Aux yeux de ce dernier, un autre élément est essentiel pour les investisseurs : la possibilité de consolider le secteur, en regroupant des écoles de taille moyenne. "De réelles opportunités d’économies d’échelle sont possibles, en créant des groupes associant différentes marques. L’enseignement supérieur privé, qui a longtemps été très local, devient de plus en plus international, les actifs et les étudiants n'hésitant pas à bouger. Il y a donc une possibilité d’exportation et des opportunités de grossir, que ce soit en augmentant le nombre d’étudiants ou en rachetant d’autres établissements", ajoute-t-il.

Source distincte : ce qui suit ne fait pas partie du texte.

PR #173, opened 2018-05-22
Split timed operations up.

putnopvut:
The atomic action timer "ovn_network.bind_port" is used for the
_bind_port() member of OvnScenario. If the "wait_up" parameter is true,
then it calls into the wait_up_port() member, which has its own atomic
action timer "ovn_network.wait_port_up". The result of this is that
ovn_network.wait_port_up contributes towards the ovn_network.bind_port
timer.

This commit makes it so that the ovn_network.wait_port_up timer is not
part of the ovn_network.bind_port timer. This way, rally reports make it
more clear where time is being spent.

### DIFF
--- a/rally_ovs/plugins/ovs/scenarios/ovn.py
+++ b/rally_ovs/plugins/ovs/scenarios/ovn.py
@@ -247,10 +247,7 @@ class OvnScenario(ovnclients.OvnClientMixin, scenario.OvsScenario):
 
         return lswitches
 
-
-
-    @atomic.action_timer("ovn_network.bind_port")
-    def _bind_ports(self, lports, sandboxes, port_bind_args):
+    def _bind_ports_and_wait(self, lports, sandboxes, port_bind_args):
         port_bind_args = port_bind_args or {}
         wait_up = port_bind_args.get("wait_up", False)
         # "wait_sync" takes effect only if wait_up is True.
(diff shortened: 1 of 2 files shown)


rally_ovs/plugins/ovs/scenarios/ovn.py
```diff
@@ -261,13 +258,19 @@ def _bind_ports(self, lports, sandboxes, port_bind_args):
                 "Unknown value for wait_sync: %s. "
                 "Only 'hv', 'sb' and 'none' are allowed.") % wait_sync)
 
+        LOG.info("Bind lports method: %s" % self.install_method)
+        install_method = self.install_method
```
jsitnicki: Pulling up `install_method` works but there's also no reason why `_wait_port_up` can't access `self.install_method` directly. In fact, it seems to be the most common pattern to see throughout the codebase:
```
ovn_nbctl.set_sandbox("controller-sandbox", self.install_method)
```

rally_ovs/plugins/ovs/scenarios/ovn.py
```diff
@@ -247,9 +247,6 @@ def _create_networks(self, network_create_args, num_networks=-1):
 
         return lswitches
 
-
-
-    @atomic.action_timer("ovn_network.bind_port")
     def _bind_ports(self, lports, sandboxes, port_bind_args):
```
jsitnicki: I would probably consider a rename to reflect its true function to something like `bind_ports_and_wait`. We have only 3 callers so it won't be massive. Also, I understand that double-underscore prefix (`__method`) is a convention in Python for naming class-private members, so I would avoid that. Seems confusing.

putnopvut:
@jsitnicki new commit pushed up. It should address your findings.

jsitnicki (approved):
LGTM

hzhou8:
LGTM. Thanks!

PR #174, opened 2018-05-31
Adapt shell scripts for running over SSH without a pseduo-tty

jsitnicki:
Because we're not allocating a pseduo-tty when running scripts remotely,
the `PATH` is set only to `/usr/local/bin:/usr/bin`, as if we we ran:
```
$ ssh -T rally@<node> /home/rally/ovs-install.sh
```
Due to that the scripts cannot find the installed OVS/OVN daemons or
tools like `ip`.

### DIFF
--- a/rally_ovs/plugins/ovs/deployment/engines/ovs/install.sh
+++ b/rally_ovs/plugins/ovs/deployment/engines/ovs/install.sh
@@ -1,5 +1,8 @@
 #!/bin/bash
 
+# Adjust PATH for non-interactive SSH sessions.
+export PATH=$PATH:/usr/local/sbin:/usr/sbin
+
 OVS_REPO=$1
 OVS_BRANCH=$2
 OVS_USER=$3
--- a/rally_ovs/plugins/ovs/deployment/engines/ovs/ovs-sandbox.sh
+++ b/rally_ovs/plugins/ovs/deployment/engines/ovs/ovs-sandbox.sh
@@ -17,6 +17,9 @@
 #set -e # exit on first error
 #set -x
 
+# Adjust PATH for non-interactive SSH sessions.
+export PATH=$PATH:/usr/local/sbin:/usr/sbin
+
 run() {
     (cd "$sandbox" && "$@") || exit 1
 }
--- a/rally_ovs/plugins/ovs/deployment/engines/ovs/prepare.sh
+++ b/rally_ovs/plugins/ovs/deployment/engines/ovs/prepare.sh
@@ -2,6 +2,9 @@
 
 set -e # exit on first error
 
+# Adjust PATH for non-interactive SSH sessions.
+export PATH=$PATH:/usr/local/sbin:/usr/sbin
+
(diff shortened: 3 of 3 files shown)


rally_ovs/plugins/ovs/deployment/engines/ovs/install.sh
```diff
@@ -71,6 +71,15 @@ function install_ovs {
     sudo chown $OVS_USER /usr/local/var/log/openvswitch
 }
 
+function path_prepend {
```
l8huang: I guess you can simply use 
`export PATH="/usr/sbin:/usr/local/sbin:$PATH"`
here, duplicate path is not harm ;)

`export` is for if other script is called in turn, the PATH still contains "/usr/sbin:/usr/local/sbin".

jsitnicki: Perhaps I did over-engineer it :-) I sure can switch to just setting the `PATH`. If we do that, I think we need to append the might-be-missing entries so as not to override system's default configuration, in case it matters.

That said, I'm still not convinced that adjusting the `PATH` in our scripts is the right solution. It feels like it should be done outside of the scripts but I wasn't able to come up with a way to do it.

hzhou8: I understand @l8huang 's suggestion about exporting $PATH with extra paths appending the existing ones. However, I didn't understand @jsitnicki 's reply. @jsitnicki could explain more about the "might-be-missing entries", maybe an example would help.

jsitnicki: Sure, sorry if I wasn't clear. By might-be-missing-entries I meant the ones we will be appending to `PATH` because we expect they might not be there yet. This is `/usr/local/sbin` and `/usr/sbin` in this case.

Why I think we need to append instead of prepend? User or sys admin can set `PATH` in `~/.bashrc` or `/etc/bashrc`, for example to point it to a custom location for OVS/OVN binaries. If we prepend to `PATH` we will enforce favouring the binaries that live in `*/sbin` where binaries from system packages or locally installed ones live.

jsitnicki: I haven't found any viable alternative to setting the `PATH` in the scripts.

The alternative options that I've considered are:
1. Setting PATH in `~/.ssh/environment` for `rally` user, requires `sshd` to have `PermitUserEnvironment` enabled which is not the default.
2. Setting PATH in `~/.bashrc` or sourcing `/etc/profile` from `~/.bashrc`.

Neither sounds simpler or cleaner to me than setting the `PATH` in the script itself so I will just do that.

jsitnicki:
Changes in v2:

* Switch to simply appending to `PATH` as suggested by @l8huang 
* Update commit description - issue is actually not related to pseudo-tty allocation.

PTAL

hzhou8 (approved):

Des responsabilités particulières

Au-delà du discours aux accents très financiers, placé sous le signe de la rentabilité, les investisseurs s'accordent tous à dire que l'enseignement supérieur reste malgré tout un marché singulier. "À l'image du secteur de la santé, il donne des responsabilités particulières, admet Maxime de Bentzmann. De mauvais choix stratégiques peuvent avoir des répercussions parfois immédiates pour les étudiants. C'est une particularité dont il faut avoir conscience."

Il est possible de réaliser des réductions de coût, tout en protégeant la qualité du service proposé aux élèves.
(A. Grotberg)

Anna Grotberg, directrice de EY-Parthenon Londres, tient, quant à elle, à rappeler l'exigence de qualité, qui doit être au service de l'employabilité des étudiants. "Si ces derniers paient pour leur éducation, ils doivent en sortir en trouvant un emploi. Avec du capital pour grandir et une professionnalisation des structures, il est possible de réaliser des réductions de coût, tout en protégeant la qualité du service proposé aux élèves", assure-t-elle.

De son côté, Antonio Maceda, du cabinet de conseil Afaya Partners, insiste sur une autre particularité du secteur : il s'appréhende sur le long terme. "Ici, les investissements à court terme ne fonctionnent pas. Le secteur exige une véritable vision sur le temps long. Si un investisseur souhaite un rendement rapide, ce n'est pas un secteur recommandable", tranche-t-il. Quoi qu'il en soit, l'intérêt des financiers pour les écoles reste certain, lui aussi, sur le long terme.